Items listed in a dataset
---------------

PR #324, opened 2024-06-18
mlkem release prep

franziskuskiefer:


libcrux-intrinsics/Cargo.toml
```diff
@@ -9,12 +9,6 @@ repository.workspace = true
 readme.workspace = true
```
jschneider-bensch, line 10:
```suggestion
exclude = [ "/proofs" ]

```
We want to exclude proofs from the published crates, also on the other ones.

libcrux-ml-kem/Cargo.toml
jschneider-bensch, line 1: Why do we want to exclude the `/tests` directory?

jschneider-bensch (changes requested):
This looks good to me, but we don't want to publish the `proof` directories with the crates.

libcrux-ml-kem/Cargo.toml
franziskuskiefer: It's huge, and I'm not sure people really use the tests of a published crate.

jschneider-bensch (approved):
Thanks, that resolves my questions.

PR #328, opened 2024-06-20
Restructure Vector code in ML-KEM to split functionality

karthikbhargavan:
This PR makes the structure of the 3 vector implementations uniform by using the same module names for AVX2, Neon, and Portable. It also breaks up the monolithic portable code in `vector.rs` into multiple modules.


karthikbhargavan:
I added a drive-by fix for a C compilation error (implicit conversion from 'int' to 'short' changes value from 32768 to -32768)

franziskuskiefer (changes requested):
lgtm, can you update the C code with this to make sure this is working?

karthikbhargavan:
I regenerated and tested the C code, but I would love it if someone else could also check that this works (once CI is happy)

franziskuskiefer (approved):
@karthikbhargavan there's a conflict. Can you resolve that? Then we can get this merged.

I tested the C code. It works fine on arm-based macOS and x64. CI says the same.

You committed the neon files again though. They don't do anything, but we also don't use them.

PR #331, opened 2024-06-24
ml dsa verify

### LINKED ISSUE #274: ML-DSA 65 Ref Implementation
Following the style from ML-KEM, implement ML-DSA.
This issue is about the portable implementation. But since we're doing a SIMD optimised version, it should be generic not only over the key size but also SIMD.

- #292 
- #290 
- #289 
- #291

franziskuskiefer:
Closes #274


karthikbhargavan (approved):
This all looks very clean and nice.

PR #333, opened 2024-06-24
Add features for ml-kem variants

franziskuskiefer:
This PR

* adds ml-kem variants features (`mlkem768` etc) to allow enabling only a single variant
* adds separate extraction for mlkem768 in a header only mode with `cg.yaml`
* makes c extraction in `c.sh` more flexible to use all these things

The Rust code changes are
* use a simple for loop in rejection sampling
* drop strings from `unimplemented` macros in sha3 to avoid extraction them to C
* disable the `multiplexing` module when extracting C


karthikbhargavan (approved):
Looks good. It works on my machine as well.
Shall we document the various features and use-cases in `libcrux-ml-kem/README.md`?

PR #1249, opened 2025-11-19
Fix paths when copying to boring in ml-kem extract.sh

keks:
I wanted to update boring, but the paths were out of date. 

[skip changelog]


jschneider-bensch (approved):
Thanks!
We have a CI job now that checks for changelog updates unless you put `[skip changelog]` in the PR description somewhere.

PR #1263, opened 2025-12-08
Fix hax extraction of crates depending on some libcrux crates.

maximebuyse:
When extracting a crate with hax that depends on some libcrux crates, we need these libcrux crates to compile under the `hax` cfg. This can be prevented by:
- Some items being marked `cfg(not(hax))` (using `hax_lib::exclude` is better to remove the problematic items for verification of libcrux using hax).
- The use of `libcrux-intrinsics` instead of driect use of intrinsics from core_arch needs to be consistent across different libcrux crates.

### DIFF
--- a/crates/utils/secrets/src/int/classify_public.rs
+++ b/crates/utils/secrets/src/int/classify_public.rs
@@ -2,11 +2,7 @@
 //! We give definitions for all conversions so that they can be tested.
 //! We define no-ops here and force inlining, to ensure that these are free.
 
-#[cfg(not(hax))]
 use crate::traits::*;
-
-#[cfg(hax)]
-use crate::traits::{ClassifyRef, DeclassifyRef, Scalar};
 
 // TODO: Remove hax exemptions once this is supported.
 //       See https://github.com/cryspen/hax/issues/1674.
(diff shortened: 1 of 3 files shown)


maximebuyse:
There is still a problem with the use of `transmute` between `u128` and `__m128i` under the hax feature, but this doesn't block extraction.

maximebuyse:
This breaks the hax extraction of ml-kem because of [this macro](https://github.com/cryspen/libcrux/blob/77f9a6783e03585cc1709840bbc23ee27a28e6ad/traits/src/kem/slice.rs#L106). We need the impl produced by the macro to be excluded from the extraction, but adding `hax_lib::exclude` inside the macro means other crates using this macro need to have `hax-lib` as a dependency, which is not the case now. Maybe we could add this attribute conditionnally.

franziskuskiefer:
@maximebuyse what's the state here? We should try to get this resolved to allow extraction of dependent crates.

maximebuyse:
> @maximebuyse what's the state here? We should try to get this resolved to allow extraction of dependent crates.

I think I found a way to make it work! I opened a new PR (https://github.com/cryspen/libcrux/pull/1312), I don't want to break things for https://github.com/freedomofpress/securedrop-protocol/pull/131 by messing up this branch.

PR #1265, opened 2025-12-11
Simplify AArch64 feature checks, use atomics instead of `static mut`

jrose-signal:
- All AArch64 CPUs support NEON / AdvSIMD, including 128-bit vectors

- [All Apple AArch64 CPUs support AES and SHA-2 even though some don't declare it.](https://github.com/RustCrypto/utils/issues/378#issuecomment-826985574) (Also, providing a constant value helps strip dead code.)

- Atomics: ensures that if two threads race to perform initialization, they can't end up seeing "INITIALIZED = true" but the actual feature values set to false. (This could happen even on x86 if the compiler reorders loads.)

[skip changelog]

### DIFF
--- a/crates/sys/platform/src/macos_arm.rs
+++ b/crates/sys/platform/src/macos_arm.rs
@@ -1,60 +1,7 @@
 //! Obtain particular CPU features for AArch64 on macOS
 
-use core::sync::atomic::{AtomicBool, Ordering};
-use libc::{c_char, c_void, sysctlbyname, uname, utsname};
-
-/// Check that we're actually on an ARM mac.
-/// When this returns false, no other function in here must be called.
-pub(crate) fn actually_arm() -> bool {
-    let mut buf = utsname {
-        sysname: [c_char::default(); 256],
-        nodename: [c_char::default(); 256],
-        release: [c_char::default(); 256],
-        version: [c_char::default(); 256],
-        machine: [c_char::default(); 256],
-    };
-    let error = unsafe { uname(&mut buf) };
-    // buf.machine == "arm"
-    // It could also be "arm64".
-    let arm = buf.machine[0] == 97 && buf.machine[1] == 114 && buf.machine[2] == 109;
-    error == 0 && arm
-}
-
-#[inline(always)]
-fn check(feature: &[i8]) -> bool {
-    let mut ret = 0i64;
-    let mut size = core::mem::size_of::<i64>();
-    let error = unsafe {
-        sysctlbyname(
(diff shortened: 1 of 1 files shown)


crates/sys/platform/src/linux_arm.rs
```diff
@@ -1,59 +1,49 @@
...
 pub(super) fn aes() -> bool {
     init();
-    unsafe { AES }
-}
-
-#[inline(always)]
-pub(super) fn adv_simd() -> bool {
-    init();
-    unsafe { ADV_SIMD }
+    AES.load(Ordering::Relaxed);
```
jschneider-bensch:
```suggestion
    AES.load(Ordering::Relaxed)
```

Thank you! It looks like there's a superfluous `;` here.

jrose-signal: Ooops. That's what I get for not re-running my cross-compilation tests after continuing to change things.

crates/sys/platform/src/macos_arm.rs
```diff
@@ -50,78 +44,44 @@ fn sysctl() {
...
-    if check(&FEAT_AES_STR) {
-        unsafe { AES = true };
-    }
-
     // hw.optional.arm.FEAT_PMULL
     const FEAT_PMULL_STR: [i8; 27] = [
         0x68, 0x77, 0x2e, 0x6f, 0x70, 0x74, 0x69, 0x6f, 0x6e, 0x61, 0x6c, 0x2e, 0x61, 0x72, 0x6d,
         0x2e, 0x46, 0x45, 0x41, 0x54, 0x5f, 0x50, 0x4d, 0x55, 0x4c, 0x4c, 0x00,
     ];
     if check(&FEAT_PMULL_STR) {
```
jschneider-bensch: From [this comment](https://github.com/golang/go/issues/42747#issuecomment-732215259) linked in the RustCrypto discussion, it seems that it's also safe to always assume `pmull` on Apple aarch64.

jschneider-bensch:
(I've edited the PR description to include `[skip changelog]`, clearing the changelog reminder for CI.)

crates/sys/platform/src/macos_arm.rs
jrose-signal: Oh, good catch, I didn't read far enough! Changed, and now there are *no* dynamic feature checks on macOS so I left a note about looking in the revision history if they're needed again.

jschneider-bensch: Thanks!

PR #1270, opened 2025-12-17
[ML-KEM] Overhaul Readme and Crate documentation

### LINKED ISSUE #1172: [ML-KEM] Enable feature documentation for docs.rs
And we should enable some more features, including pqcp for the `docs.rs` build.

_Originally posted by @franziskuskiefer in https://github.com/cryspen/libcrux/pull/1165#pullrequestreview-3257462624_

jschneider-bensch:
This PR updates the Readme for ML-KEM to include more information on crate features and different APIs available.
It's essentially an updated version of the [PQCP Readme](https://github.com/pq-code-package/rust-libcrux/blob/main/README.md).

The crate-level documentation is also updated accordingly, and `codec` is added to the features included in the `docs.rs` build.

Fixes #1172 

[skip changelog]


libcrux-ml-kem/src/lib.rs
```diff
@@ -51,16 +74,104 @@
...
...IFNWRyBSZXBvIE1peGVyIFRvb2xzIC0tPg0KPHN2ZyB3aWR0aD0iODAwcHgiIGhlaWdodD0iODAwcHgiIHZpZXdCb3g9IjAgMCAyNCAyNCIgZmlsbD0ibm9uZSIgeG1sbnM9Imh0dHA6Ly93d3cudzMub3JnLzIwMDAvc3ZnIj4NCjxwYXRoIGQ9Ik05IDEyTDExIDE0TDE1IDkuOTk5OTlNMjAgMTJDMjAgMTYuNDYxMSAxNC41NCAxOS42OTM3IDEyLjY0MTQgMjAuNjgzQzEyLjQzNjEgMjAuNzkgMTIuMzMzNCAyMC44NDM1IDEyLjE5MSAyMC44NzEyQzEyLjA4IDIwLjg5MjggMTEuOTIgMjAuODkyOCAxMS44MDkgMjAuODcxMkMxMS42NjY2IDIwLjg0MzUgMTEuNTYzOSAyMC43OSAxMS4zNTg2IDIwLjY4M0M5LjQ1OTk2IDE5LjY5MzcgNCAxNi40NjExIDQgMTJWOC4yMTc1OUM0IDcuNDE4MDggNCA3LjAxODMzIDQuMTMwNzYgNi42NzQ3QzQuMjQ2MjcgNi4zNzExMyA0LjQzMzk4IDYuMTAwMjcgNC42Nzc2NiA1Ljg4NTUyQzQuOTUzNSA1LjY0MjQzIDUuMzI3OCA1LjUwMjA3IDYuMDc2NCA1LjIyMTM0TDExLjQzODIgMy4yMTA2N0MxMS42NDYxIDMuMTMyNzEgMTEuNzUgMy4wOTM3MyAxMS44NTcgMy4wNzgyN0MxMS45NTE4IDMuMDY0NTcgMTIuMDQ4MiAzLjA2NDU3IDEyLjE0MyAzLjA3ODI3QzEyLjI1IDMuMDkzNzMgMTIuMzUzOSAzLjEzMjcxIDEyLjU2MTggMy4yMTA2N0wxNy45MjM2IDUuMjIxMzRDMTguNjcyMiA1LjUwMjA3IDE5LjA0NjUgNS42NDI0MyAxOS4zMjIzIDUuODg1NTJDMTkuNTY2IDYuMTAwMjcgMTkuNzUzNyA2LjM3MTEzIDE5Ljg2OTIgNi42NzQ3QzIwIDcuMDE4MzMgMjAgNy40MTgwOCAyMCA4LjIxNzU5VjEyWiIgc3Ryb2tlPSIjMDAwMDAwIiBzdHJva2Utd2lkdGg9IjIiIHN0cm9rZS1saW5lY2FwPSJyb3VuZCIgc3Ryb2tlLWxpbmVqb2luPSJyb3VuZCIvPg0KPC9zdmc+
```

---------------

### Exercise objective
Repeat verbatim the opening run of entries, ending with the line that contains "This looks good".

### Result
PR #324, opened 2024-06-18
mlkem release prep

franziskuskiefer:


libcrux-intrinsics/Cargo.toml
```diff
@@ -9,12 +9,6 @@ repository.workspace = true
 readme.workspace = true
```
jschneider-bensch, line 10:
```suggestion
exclude = [ "/proofs" ]

```
We want to exclude proofs from the published crates, also on the other ones.

libcrux-ml-kem/Cargo.toml
jschneider-bensch, line 1: Why do we want to exclude the `/tests` directory?

jschneider-bensch (changes requested):
This looks good to me, but we don't want to publish the `proof` directories with the crates.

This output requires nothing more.